DIRECTIONS FOR THIS TASK
Return the records in full, exactly as given.
═══ RECORDS FOR THE TASK ═══
PR #177, opened 2020-04-22
Issue 176: Improve factor report UI

### LINKED ISSUE #176: MFA report numbers should be more like a funnel
/admin/tool/mfa/factor_report.php

ie the first line might look something like:

. | Non-administrator | IP Range Factor | Authenticator app | Grace period
-- | -- | -- | -- | --
manual | 700 | 700 | 20 | 700

But what we want it to show is really the funnel of which uses hit and passed each step, so probably more like:

. | Users | Logins | Non-administrator | IP Range Factor | Authenticator app | Grace period
-- | -- | -- | -- | -- | -- | --
manual | 1000 | 722 | 700 | 20 | 13 | 7

ie in plain english:

1) 720 manual users have attempted to login
2) 700 of them passed the no-admin factor and so stopped there
3) which means 22 were admins, of those 20 logged in via a secure network at some point
4) of those 13 have setup totp
5) of the remained 7 have been in grace mode

So a few tasks might drop out of this:

* [x] have a button to reset the stats
* [x] show the time at which stats have started being recorded from
* [x] add the starting 2 columns which is the raw number users and logins before we do any factor filtering funnel
* [ ] some stats need to be have the ability to fade away, ie the grace mode should be able to remove people whose grace mode has expired. we want that number to be zero after the roll out
* [x] the report itself and the stats should be recording stats on just the passed / triggered factors not all of them
* [ ] have a drill down report so we can see what users are behind each number

Peterburnett:
Closes #176.


factor_report.php
```diff
@@ -51,21 +51,47 @@
 foreach ($authtypes as $authtype) {
     $row = array();
     $row[] = \html_writer::tag('b', $authtype);
+
+    // Manually handle Total users and logged in users.
+    $totalusercountsql = "SELECT COUNT(DISTINCT id)
+                            FROM {user}
+                           WHERE auth = ?";
```
brendanheywood, line 58: filter deleted? / suspended? probably same below

brendanheywood: also would this be better to move outside the foreach and use a group by auth? same below

factor_report.php
```diff
@@ -30,63 +30,138 @@
...
+    $row[] = $allusersinfo[$authtype]->count ?? '-';
+    $row[] = $mfausersinfo[$authtype]->count ?? '-';
+
+    // This gets all the factors we need information on.
+    $factorsusedssql = "SELECT tm.id as factorid,
+                                tm.userid as id,
+                                tm.factor as factor
+                           FROM {tool_mfa} tm
+                           JOIN {user} u
+                             ON tm.userid = u.id
```
brendanheywood, line 103: super tiny, I think the ON should be up a line

factor_report.php
```diff
@@ -30,63 +30,138 @@
...
+                          WHERE u.auth = ?
+                            AND tm.revoked = 0
+                            AND tm.lastverified >= ?";
+    $records = (array) $DB->get_records_sql($factorsusedssql, [$authtype, $lookback]);
```
brendanheywood, line 107: whats the (array) for?

factor_report.php
```diff
@@ -30,63 +30,138 @@
...
-                        ON tm.userid = u.id
-                    WHERE u.auth = ? AND tm.factor = ?';
-            $count = $DB->count_records_sql($sql, array($authtype, $column));
+            $factoruserrecords = array_filter($records, function($element) use ($column) {
+                return $element->factor === $column;
+            });
+
+            // Now diff the factorusers to remove any users who authed with this factor,
+            // And update the parent array for the next iteration.
+            $newrecords = array_diff_key($records, $factoruserrecords);
```
brendanheywood, line 120: really not sure about this logic

PR #211, opened 2016-04-29
Prevent a crash on android > 5.x

Cpasjuste:
This prevent a crash on android running > 5.x. This also allow using untouched nzbget sources as a git submodule for android compilation with android-studio. Full sources will be up in a few days.


hugbug:
Thank you for contribution.

There is an issue with this change. All processes started by nzbget will not have system env. vars passed. I would rather prefer to investigate what is wrong with "g_EnvironmentVariables".

I don't have android 5 devices but I could try to debug in emulator if there is one for android 5 (don't know much about android development).

Cpasjuste:
Hi hubgub,

I fixed the android part by "mallocing" "argp". This pull request is no longer required. I should update the android repo in a few days.

Thanks,
David.

hugbug:
Great.

PR #212, opened 2016-04-29
Update nzbget.conf

LuisFlores3:


hugbug:
Thank you for contribution.

I'm sure there is many more texts to fix or rewrite. How about that?

LuisFlores3:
═══
ANSWER TO THE EXERCISE
PR #177, opened 2020-04-22
Issue 176: Improve factor report UI

### LINKED ISSUE #176: MFA report numbers should be more like a funnel
/admin/tool/mfa/factor_report.php

ie the first line might look something like:

. | Non-administrator | IP Range Factor | Authenticator app | Grace period
-- | -- | -- | -- | --
manual | 700 | 700 | 20 | 700

But what we want it to show is really the funnel of which uses hit and passed each step, so probably more like:

. | Users | Logins | Non-administrator | IP Range Factor | Authenticator app | Grace period
-- | -- | -- | -- | -- | -- | --
manual | 1000 | 722 | 700 | 20 | 13 | 7

ie in plain english:

1) 720 manual users have attempted to login
2) 700 of them passed the no-admin factor and so stopped there
3) which means 22 were admins, of those 20 logged in via a secure network at some point
4) of those 13 have setup totp
5) of the remained 7 have been in grace mode

So a few tasks might drop out of this:

* [x] have a button to reset the stats
* [x] show the time at which stats have started being recorded from
* [x] add the starting 2 columns which is the raw number users and logins before we do any factor filtering funnel
* [ ] some stats need to be have the ability to fade away, ie the grace mode should be able to remove people whose grace mode has expired. we want that number to be zero after the roll out
* [x] the report itself and the stats should be recording stats on just the passed / triggered factors not all of them
* [ ] have a drill down report so we can see what users are behind each number

Peterburnett:
Closes #176.


factor_report.php
```diff
@@ -51,21 +51,47 @@
 foreach ($authtypes as $authtype) {
     $row = array();
     $row[] = \html_writer::tag('b', $authtype);
+
+    // Manually handle Total users and logged in users.
+    $totalusercountsql = "SELECT COUNT(DISTINCT id)
+                            FROM {user}
+                           WHERE auth = ?";
```
brendanheywood, line 58: filter deleted? / suspended? probably same below

brendanheywood: also would this be better to move outside the foreach and use a group by auth? same below

factor_report.php
```diff
@@ -30,63 +30,138 @@
...
+    $row[] = $allusersinfo[$authtype]->count ?? '-';
+    $row[] = $mfausersinfo[$authtype]->count ?? '-';
+
+    // This gets all the factors we need information on.
+    $factorsusedssql = "SELECT tm.id as factorid,
+                                tm.userid as id,
+                                tm.factor as factor
+                           FROM {tool_mfa} tm
+                           JOIN {user} u
+                             ON tm.userid = u.id
```
brendanheywood, line 103: super tiny, I think the ON should be up a line

factor_report.php
```diff
@@ -30,63 +30,138 @@
...
+                          WHERE u.auth = ?
+                            AND tm.revoked = 0
+                            AND tm.lastverified >= ?";
+    $records = (array) $DB->get_records_sql($factorsusedssql, [$authtype, $lookback]);
```
brendanheywood, line 107: whats the (array) for?

factor_report.php
```diff
@@ -30,63 +30,138 @@
...
-                        ON tm.userid = u.id
-                    WHERE u.auth = ? AND tm.factor = ?';
-            $count = $DB->count_records_sql($sql, array($authtype, $column));
+            $factoruserrecords = array_filter($records, function($element) use ($column) {
+                return $element->factor === $column;
+            });
+
+            // Now diff the factorusers to remove any users who authed with this factor,
+            // And update the parent array for the next iteration.
+            $newrecords = array_diff_key($records, $factoruserrecords);
```
brendanheywood, line 120: really not sure about this logic

PR #211, opened 2016-04-29
Prevent a crash on android > 5.x

Cpasjuste:
This prevent a crash on android running > 5.x. This also allow using untouched nzbget sources as a git submodule for android compilation with android-studio. Full sources will be up in a few days.


hugbug:
Thank you for contribution.

There is an issue with this change. All processes started by nzbget will not have system env. vars passed. I would rather prefer to investigate what is wrong with "g_EnvironmentVariables".

I don't have android 5 devices but I could try to debug in emulator if there is one for android 5 (don't know much about android development).

Cpasjuste:
Hi hubgub,

I fixed the android part by "mallocing" "argp". This pull request is no longer required. I should update the android repo in a few days.

Thanks,
David.

hugbug:
Great.

PR #212, opened 2016-04-29
Update nzbget.conf

LuisFlores3:


hugbug:
Thank you for contribution.

I'm sure there is many more texts to fix or rewrite. How about that?

LuisFlores3:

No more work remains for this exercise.